PR #6199, opened 2026-06-08
fix: keep long lines in chat code blocks from breaking the layout

### LINKED ISSUE #5688: Very long chat lines break the chat layout
Put a block of code in the chat with a very long line. Check the result.

Image

mvanhorn:
## Summary
Long lines inside chat code blocks now wrap/scroll within the message instead of stretching the chat layout.

## Why this matters
Reported in #5688: a code block containing a long unbroken line widened the whole chat panel, pushing the layout out of shape. Constraining the code block's width keeps long lines contained.

## Changes
- Constrain the code block container in `MessageText.svelte` so long lines stay within the message bounds.
- Minor `Message.svelte` adjustment to support the contained layout.

## Testing
Verified a chat message with a long single-line code block no longer expands the chat panel.

Fixes #5688

AI was used for assistance.

### DIFF
--- a/play/src/front/Chat/Components/Room/Message.svelte
+++ b/play/src/front/Chat/Components/Room/Message.svelte
@@ -134,7 +134,7 @@
 >
     <div
         style={replyDepth === 0 ? "max-width: calc( 100% - 50px );" : "padding-left: 0"}
-        class="flex gap-2 justify-start overflow-visible relative {replyDepth === 0
+        class="flex min-w-0 gap-2 justify-start overflow-visible relative {replyDepth === 0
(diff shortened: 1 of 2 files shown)


moufmouf:
Hi @mvanhorn ,

Thanks a lot for the PR but I think the issue was already fixed (we should have closed #5688 I guess).

When I'm trying with the current version on master, the layout does not break anymore and I can scroll horizontally.

See:

image

Does your PR solves another issue I did not see?

mvanhorn:
Thanks for checking against master. You're right that there's nothing left for this PR to fix, so I'll close it. Glad the layout issue is resolved either way, and #5688 can be closed along with it.

PR #6267, opened 2026-06-24
Improving skipping of tutorial in E2E test

moufmouf:
Skipping tutorial was so far implemented using addLocatorHandler. We are refactoring this to skip the tutorial once the first time we log.


moufmouf:
Ok, useless because we have ENABLE_TUTORIAL=false as an env var

PR #6279, opened 2026-06-26
Add keyboard shortcut to cycle availability status

Arata1202:
## Summary

I often find myself wanting a quick way to change my availability status without opening the profile menu, so this PR proposes a small keyboard shortcut for it.

The new shortcut is `Shift + Y`.

The cycle order is:

`Online -> Busy -> Back in a moment -> Do not disturb -> Online`

The shortcut follows the same lock condition as the profile menu. For example, statuses such as Jitsi, BBB, LiveKit, Silent, and Speaker cannot be overridden by the shortcut.

This also adds the shortcut label to the i18n files.

## Motivation

I would eventually like to contribute more keyboard shortcuts for frequently used actions such as toggling the microphone, camera, or screen sharing.

Before going further in that direction, I wanted to start with a small availability-status shortcut and get feedback on whether this kind of shortcut would be welcome, and whether the chosen key / behavior feels right.

I’m happy to adjust the shortcut key, cycle order, or behavior based on maintainer feedback.

## Checks

- `cd play && npm run typesafe-i18n`
- `cd play && npm run i18n:check`
- `cd play && npm test -- --run tests/front/Rules/StatusRules/requestedStatusCycle.test.ts`
- `cd play && npm run svelte-check`
- `cd play && npm run typecheck`

### DIFF
--- a/play/src/front/Components/ActionBar/AvailabilityStatus/AvailabilityStatusList.svelte
+++ b/play/src/front/Components/ActionBar/AvailabilityStatus/AvailabilityStatusList.svelte
@@ -1,7 +1,7 @@
 <script lang="ts">
     import { AvailabilityStatus } from "@workadventure/messages";
     import { resetAllStatusStoreExcept } from "../../../Rules/StatusRules/statusChangerFunctions";
-    import type { RequestedStatus } from "../../../Rules/StatusRules/statusRules";
+    import { requestedStatusChangeLockingStatuses, type RequestedStatus } from "../../../Rules/StatusRules/statusRules";
     import { availabilityStatusStore } from "../../../Stores/MediaStore";
     import { getColorHexOfStatus, getStatusLabel } from "../../../Utils/AvailabilityStatus";
     import LL from "../../../../i18n/i18n-svelte";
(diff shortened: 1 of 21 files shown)


moufmouf:
Hi @Arata1202,

Super idea. A keyboard shortcut for setting the status is a great idea.
Let use just think about it before merging this. I'm wondering in particular if you should not aim for one shortcut per status (instead of cycling).

Pros for cycling:
- you only need to remember one shortcut
Cons for cycling:
- you need to look at the screen while setting the status to end up in the correct status

Taking a look at other solutions, Gather is using one key per status (but they have only 3 status and we have 4) https://support.gather.town/articles/4590630457-keyboard-shortcuts#shortcuts-for-meetings-productivity

@HugoAverty @ydiarra ideas?

Arata1202:
Thanks for the feedback!

That makes sense. I agree that one shortcut per status would make the behavior more predictable than cycling.

Since WorkAdventure has 4 statuses while Gather has 3, I’ll wait for the team’s thoughts on the preferred key mapping. One thing I noticed is that `U` is already used for “Open User List” without modifiers, so it may be worth keeping in mind if we go for a Gather-like layout.

Once the direction is clear, I’m happy to update the PR accordingly.

salah93 (approved):

PR #6292, opened 2026-06-30
feat(meeting): raise hand with ordering

ydiarra:
## What

Adds **raise hand** to meetings, with a server-ordered queue and the moderation controls that go with it.

A participant raises their hand from the action bar; the raised hand shows up

- **above the woka** on the map,
- **on the video tile**, with a **1-based position badge** (order in which hands were raised), and
- in a **raised-hands panel** that appears as soon as there is something to act on.

What the panel offers depends on where you are:

| Context | Who sees the panel | Floor controls |
| --- | --- | --- |
| Megaphone broadcast | admins and genuine zone speakers | **give the floor** (promotes the listener to speaker), **take it back**, **lower a hand** |
| LiveKit meeting room / proximity bubble | everyone | none — everybody already speaks, so the queue is just an ordered list and whoever leads hands over orally |

A participant who was given the floor gets the button back as **give the floor back**. They do *not* inherit the host's moderation rights (a promoted guest cannot promote others).

Each LiveKit meeting area and megaphone listener area can turn the feature off from the map editor (`raiseHandEnabled`, on by default).

## How

The queue is **not** a `SpaceUser` property. It is stored in the **space metadata** under `raisedHands` (and `floorHolders` for who currently holds the floor):

```
click → RaiseHandStore → space.emitUpdateSpaceMetadata({ raisedHands: { raised: true } })
  → pusher (EventProcessor) → back
        Space.applyRaisedHand(senderId, raised)      ← identity = trusted senderId,
        stamps { spaceUserId, name, at }, sorts by at  timestamp + name stamped server-side
  → publishMetadata → every member of the space
        ├─ raisedHandsOrderStore  → tile badge + panel position
        └─ raisedHandPlayerIdsStore → woka indicator on the map
```

Why metadata rather than a flag on `SpaceUser`:

- **The queue is a shared, ordered resource of the space, not an attribute of a user.** Same for the floor-holders list.
- **`SpaceUser` is filtered in broadcast spaces.** `filterOneUser` only dispatches users matching the space's `FilterType`, so in a podium without *See attendees* a speaker never receives the listeners' `SpaceUser` — a flag there would be invisible to the very person who has to act on it. Metadata is broadcast to all members regardless of the filter.
- **One path for every space type.** Proximity bubble, meeting room and megaphone all use the same mechanism, with no interaction with the filter.
- **It stays one message whatever the size of the queue**, instead of fanning out one `SpaceUser` per raised hand.

The client only ever sends its own intent (`{ raised: boolean }` / `{ holds: boolean }`), validated by the shared catalogue; everything that matters — identity, order, timestamp, display name — is stamped server-side. Read-modify-write on the queue is synchronous on the back, so concurrent raises cannot lose an update. A user who disconnects with their hand raised (or while holding the floor) is removed from both lists and the update is broadcast.

Moderation actions are private events (`giveFloor`, `revokeFloor`, `lowerHand`): the queue is owner-writable only, so a moderator clearing the list asks each client to lower its own hand.

## Changes

- **proto**: `GiveFloorPrivateMessage`, `RevokeFloorPrivateMessage`, `LowerHandPrivateMessage`
- **shared-utils**: `RaisedHandsMetadata` (intent + stored schemas), registered in `SpaceMetadataCatalog`
- **back**: `RaisedHandsMetadataProcessor`, `Space.applyRaisedHand` / `applyFloorHolder`, typed `getMetadataValue`, cleanup on user removal
- **pusher**: metadata event processing, private-event processors for the three floor messages
- **front**: `RaiseHandStore`, `RaisedHandsStore`, `RaiseHandAvailabilityStore`, `RaisedHandsAdminVisibleStore`, `RaiseHandZoneSettingsStore`; action-bar button and icon; `RaisedHandsPanel` / `RaisedHandsDock` / `RaisedHandBadge` / `RaisedHandAvatar`; Phaser `UsernameRaisedHandDisplay` + `Character.setRaisedHand`
- **map editor**: `raiseHandEnabled` on `LivekitRoomConfigData` and `ListenerMegaphonePropertyData`, with their editors
- **analytics**: `meeting.hand.toggled`, `meeting.floor.given` / `.revoked` / `.given_back`, `meeting.hand.lowered_for_participant`
- **i18n**: action-bar, map-editor and notification keys across all locales
- **tests**: unit tests on the back processor, the space metadata catalogue and the four front stores; e2e `raise-hand.spec.ts` and `raise-hand-megaphone.spec.ts`

## Notes

- Generated files (`ts-proto`, `typesafe-i18n`) are gitignored and regenerated by CI.


messages/protos/messages.proto
```diff
@@ -1725,6 +1736,10 @@ message SpaceUser{
   google.protobuf.StringValue chatID = 17; // used
   bool showVoiceIndicator = 18;
   bool attendeesState = 19;
+  // Raise-hand state is NOT stored per-user here: it lives in the space metadata key "raisedHands"
+  // (broadcast to all members, incl. a megaphone speaker without seeAttendees). Field numbers 20 and 21
+  // are reserved to avoid reuse.
+  reserved 20, 21;
```
ydiarra: delete

back/src/Model/Space.ts
```diff
@@ -221,6 +221,26 @@ export class Space implements CustomJsonReplacerInterface, ICommunicationSpace {
...
+            // Remove the leaving user from the raised-hands queue (metadata) if present, so it does not keep
+            // a ghost entry, and broadcast the updated queue to everyone.
+            const raisedHandsQueue = this.metadata.get("raisedHands");
+            if (
+                Array.isArray(raisedHandsQueue) &&
+                (raisedHandsQueue as { spaceUserId?: unknown }[]).some((entry) => entry?.spaceUserId === spaceUserId)
+            ) {
+                this.publishMetadata({ raisedHands: this.applyRaisedHand(spaceUserId, false) });
+            }
+
```
ydiarra: use zod to check

back/src/Model/Space.ts
```diff
@@ -221,6 +221,26 @@ export class Space implements CustomJsonReplacerInterface, ICommunicationSpace {
...
+            // Same cleanup for the floor-holders list, so a user who leaves while holding the floor does not stay
+            // in the host's "take back" panel forever.
+            const floorHolders = this.metadata.get("floorHolders");
+            if (
+                Array.isArray(floorHolders) &&
+                (floorHolders as { spaceUserId?: unknown }[]).some((entry) => entry?.spaceUserId === spaceUserId)
+            ) {
+                this.publishMetadata({ floorHolders: this.applyFloorHolder(spaceUserId, false) });
+            }
```
ydiarra: use zod to check

back/src/Model/Space.ts
```diff
@@ -709,6 +729,63 @@ export class Space implements CustomJsonReplacerInterface, ICommunicationSpace {
...
+     * (the back is single-threaded), avoiding lost updates when several listeners raise their hand at once.
+     * The timestamp and name are stamped server-side, and the identity is the trusted senderId.
+     */
+    public applyRaisedHand(senderId: string, raised: boolean): { spaceUserId: string; name: string; at: number }[] {
+        const current = this.metadata.get("raisedHands");
+        const queue = Array.isArray(current)
+            ? (current as { spaceUserId: string; name: string; at: number }[]).filter(
+                  (entry) => entry != undefined && typeof entry.spaceUserId === "string",
+              )
+            : [];
```
ydiarra: use zod to check metadata

back/src/Model/MetadataProcessorInit.ts
```diff
@@ -15,3 +15,17 @@ for (const prefix of proximityQAMetadataPrefixes) {
...
+    const raised = typeof value === "object" && value !== null && (value as { raised?: unknown }).raised === true;
+    return Promise.resolve(space.applyRaisedHand(senderId, raised));
+});
+
+// The client only reports whether it currently holds a granted floor ({ holds: boolean }); the server keeps the
+// authoritative list of floor holders (only users given the floor, never the hosts). See Space.applyFloorHolder.
+metadataProcessor.registerMetadataProcessor("floorHolders", (value, senderId, space) => {
+    const holds = typeof value === "object" && value !== null && (value as { holds?: unknown }).holds === true;
+    return Promise.resolve(space.applyFloorHolder(senderId, holds));
+});
```
ydiarra: use zod to check metadata

moufmouf (commented):
I read the description of the PR, then I read the content of the PR. Those are wildly different. I think I understand why.

The first idea was to put the raised hand flag on the SpaceUser. Super idea because it's super simple.
But... in a podium / audience where people in the audience are not visible, we have an optimization that makes SpaceUsers not dispatched to other users. So if there are 1000 users in a space, and only one speaker, everyone only sees one speaker.

This optimization is great, but it causes a lot of complexity on the code. This PR is a demonstration of that (it could be way easier if the optimization was not here).
I think we should discuss if this optimization is worthwhile or not.

Or we could keep the optimization and make the people who raise their hand dispatched to the other users (with a special state that keeps them hidden from the videoboxcollection?)

PR #6312, opened 2026-07-06
fix: serialize join/leave operations per space in ProximityChatRoomManager

moufmouf:
## Problem

The E2E test **"Should handle rapid transitions between podium and audience zones"** fails intermittently in CI (~10-20% of runs). Analysis of the Playwright traces and server logs from a failing run ([example](https://github.com/workadventure/workadventure/actions/runs/28774384602/job/85315855746)) pinned down a race condition in `ProximityChatRoomManager`:

`joinSpace()` and `leaveSpace()` both mutate the manager's `rooms` map *after* awaiting a server round-trip. When a user crosses quickly from a listener megaphone zone to the matching speaker zone (same space name):

1. The listener zone's `onLeave` starts a full `leaveSpace()`, which awaits the space destruction round-trip (~100-300 ms on loaded CI runners).
2. During that await, the speaker zone's `onEnter` calls `joinSpace()`, which re-uses the room object still present in the `rooms` map. `SpaceRegistry` correctly waits for the in-flight leave, then creates a new space on that room.
3. The leave's continuation then resumes and runs `room.destroy()` + `rooms.delete(spaceName)` — orphaning the room the join just used.

Resulting broken state: the space is alive in `SpaceRegistry` but unreachable from the manager. Every subsequent `joinSpace()` for that space name throws `SpaceAlreadyExistError` (visible in the failing run's console: thrown from `handleSpeakerMegaphonePropertyOnEnter`), and every `leaveSpace()` is a silent no-op (the trace shows the orphaned LiveKit listener participant staying connected until page close). The user can never become a speaker again, so the other participants never see their camera and the test times out — with no possible recovery, which is why both the first attempt and the retry fail identically once the window is hit.

## Fix

Serialize join/leave operations per rooms-map key with a per-space promise chain, mirroring what `SpaceRegistry` already does internally with `leavingSpacesPromises`/`joiningSpacesPromises`. A join for a space can only start once the previous leave for that space has fully completed (including its `rooms` map cleanup), and vice versa. This adds no practical latency: the registry already forced the join to wait for the in-flight leave; now the manager's bookkeeping is ordered consistently with it.

## Tests

Two regression tests reproduce both interleavings with a controlled pending leave/join. Both fail on `master` and pass with this change:

- `does not lose a concurrently re-joined room when a leave completes after its server round-trip` — the exact CI race described above
- `runs a leave requested during an in-flight join only after the join completes` — the mirror-image interleaving

`npm run typecheck`, eslint, prettier and the related front test suites pass.


moufmouf:
Follow-up: replaced the hand-rolled per-space promise chain with map-storage's `LockByKey`, moved to `@workadventure/shared-utils` so both packages share one implementation. Three adjustments were needed: `waitForLock` is now generic (returns the callback's value), the timeout is opt-in (the front usage passes none, because `LockByKey`'s timeout releases the queue while the timed-out callback may still be running — acceptable for map edition, but it would reintroduce this exact race here), and the hard `@sentry/node` import became an injectable `onTimeout` hook since shared-utils is bundled in the browser. map-storage behavior is unchanged (still 10s timeout + Sentry reporting).

moufmouf:
The first CI run on this PR still failed the "rapid transitions" test — but for a new reason, which turned out to be a regression introduced by the serialization itself. Fixed in d83fb3e8b. Details:

**What the CI trace showed:** unlike the original failure (identical `SpaceAlreadyExistError` corruption on attempt and retry), the two attempts now failed at *different* steps, with no error anywhere. In the retry trace, Bob's crossing back from podium to audience produced the leave (LiveKit disconnect) but the re-join never happened: no third "filter added" on the pusher, no LiveKit connect, yet Bob's UI showed the listener state ("Waiting for speaker").

**Root cause:** `GameMapAreas.triggerAreasChange` fires leave-area and enter-area callbacks synchronously in the same call when a single position update carries the player across the one-tile gap between the zones (common at CI frame rates). Before this PR, `manager.leaveSpace()` ran synchronously into `room.leaveSpace()`, which clears `_space` before its first `await` — so a same-batch enter handler saw the room as not joined and did a full join. With the `LockByKey` serialization, the leave's body is deferred to a microtask, so the enter handler's fast-path check (`getCurrentSpaceName() === uniqRoomName` in `AreasPropertiesListener`) now read **stale pre-leave state**, took the "already in this space" branch, and returned without joining. The queued leave then destroyed the space → user stuck with megaphone UI state but no space membership, silently.

**Fix:** the two megaphone enter handlers no longer pre-decide from room state; they always call the serialized `ProximityChatRoomManager.joinSpace()`:
- genuinely still in the space (overlapping zones / role switch): `ProximityChatRoom.joinSpace` early-returns the current space, so no teardown — same cheap role switch as before;
- leave queued (gap crossing): the join runs after it and rebuilds the space — the correct behavior.

The "speaker has priority" check in the listener handler is kept: it reads `activeMegaphoneZones`, which is updated synchronously by the handlers and cannot be stale.

No unit test for this one: the handlers live in Phaser-coupled code with no existing test harness, and the failing E2E test is itself the regression test for this exact sequence.

PR #6331, opened 2026-07-08
fix(livekit): display the sound meter (volume indicator) in video bubbles

ydiarra:
## Problem

In a proximity bubble, each video box shows a 7-bar **sound meter** that reflects how loudly the person is speaking. It works on the peer-to-peer (simple-peer) path but stays **frozen** for **LiveKit** participants.

## Root cause

The meter is driven by `Streamable.volumeStore`. In `LivekitParticipant`, both streamable builders hardcoded it:

```ts
// getVideoStream() and getScreenShareStream()
volumeStore: writable(undefined),
```

So `volumeStore` is permanently `undefined` → `SoundMeterWidget` renders static bars. The simple-peer path (`RemotePeer`) instead builds a `derived` store that runs a `SoundMeter` (Web Audio `AnalyserNode`) over the remote audio stream every 100 ms.

The audio `MediaStream` needed to feed a `SoundMeter` is **already available** on the LiveKit streamable (`_audioStreamStore` for the camera, `_audioScreenShareStreamStore` for screen share) — it was just never wired to an analyser.

## Fix

- Export the existing `createVolumeStore()` helper from `MediaStore.ts` (guards on an audio track, spins up a `SoundMeter`, polls `getVolume()` every 100 ms, cleans up).
- In `LivekitParticipant`, build two `derived` volume stores over the LiveKit audio streams (camera + screen share) and use them instead of `writable(undefined)`, mirroring the WebRTC path.

The `derived` store is lazy: the `SoundMeter` is created only when a `VideoMediaBox` subscribes (widget mounted), and is rebuilt/stopped when the audio stream changes (mute/unmute) or the widget unmounts. Since LiveKit already plays remote audio through its own `<audio>` elements, the audio track is live and the `AnalyserNode` receives real data.

No change to the WebRTC path, the local meter, or the UI components — they already consume `volumeStore` identically.

## Test plan

- [ ] Two clients in a **LiveKit**-backed world join the same bubble → the 7-bar meter animates on the remote participant's video box (as it does on WebRTC).
- [ ] Mute / unmute the mic → the meter stops, then resumes.
- [ ] Screen share **with audio** → the meter animates too.
- [ ] Non-regression: WebRTC (simple-peer) bubbles and the local meter behave as before.

### DIFF
--- a/play/src/front/Components/Video/VideoMediaBox.svelte
+++ b/play/src/front/Components/Video/VideoMediaBox.svelte
@@ -3,7 +3,7 @@
     import { getContext, onDestroy, onMount } from "svelte";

__________________________________________________

* [What is being asked] Where a line of the data holds "updated", show that line.

* [Exercise solution]
+            // a ghost entry, and broadcast the updated queue to everyone.
The "speaker has priority" check in the listener handler is kept: it reads `activeMegaphoneZones`, which is updated synchronously by the handlers and cannot be stale.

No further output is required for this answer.